Uni Eropa sedang mempersiapkan undang-undang serupa untuk melarang impor yang terkait dengan kerja paksa. Namun, sikap bermusuhan pemerintah China terhadap investigasi hak asasi manusia dan undang-undang antispionase yang baru-baru ini diperluas telah menciptakan hambatan signifikan bagi perusahaan yang mencoba melakukan uji tuntas dalam rantai pasokan mereka.

Industri otomotif menghadapi tantangan khusus karena China menjadi pemain yang semakin dominan di sektor tersebut. Produsen mobil global yang beroperasi di China melalui usaha patungan sering mengklaim kendali terbatas atas operasi mitra mereka, sehingga menciptakan apa yang oleh para kritikus dianggap sebagai alasan tepat untuk menutup mata terhadap pelanggaran ketenagakerjaan.

Rantai Pasokan yang “Tercemar”


Volkswagen, misalnya, meski menyatakan komitmennya terhadap hak asasi manusia, mengakui bahwa mereka "tidak memiliki transparansi" tentang hubungan pemasok dalam usaha patungannya di China. Bahkan perusahaan Tesla, yang telah memberikan informasi lebih rinci tentang sumber aluminiumnya, tidak dapat sepenuhnya menjamin rantai pasokannya bebas dari hubungan kerja paksa.
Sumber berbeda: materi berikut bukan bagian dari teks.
PR #320, opened 2026-06-12
SS-9153: implemented settings overrides logic for parameters with existing settings

MajorMeerkatThe3rd:
https://shapediver.atlassian.net/browse/SS-9153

Ketidakjelasan dalam rantai pasokan memungkinkan bahan-bahan yang berpotensi “tercemar” memasuki pasar global tanpa terdeteksi, khususnya melalui jaringan perdagangan industri aluminium yang kompleks.

Setelah batangan aluminium dicairkan dan dicampur dengan bahan lain, asal-usulnya menjadi tidak mungkin ditentukan, sehingga aluminium yang tercemar dapat menyusup ke rantai pasokan global tanpa terdeteksi. Kurangnya penelusuran ini menciptakan “badai sempurna” di mana pelanggaran hak asasi manusia dapat berkembang biak di balik kedok operasi bisnis yang sah.
Halaman :
Dapatkan berita terkini dan kejutan menarik dari SINDOnews.com, Klik Disini untuk mendaftarkan diri anda sekarang juga!
Baca Berita Terkait Lainnya
Copyright © 2025 SINDOnews.com
All Rights Reserved
read/ rendering in 0.1006 seconds (0.1#10.140)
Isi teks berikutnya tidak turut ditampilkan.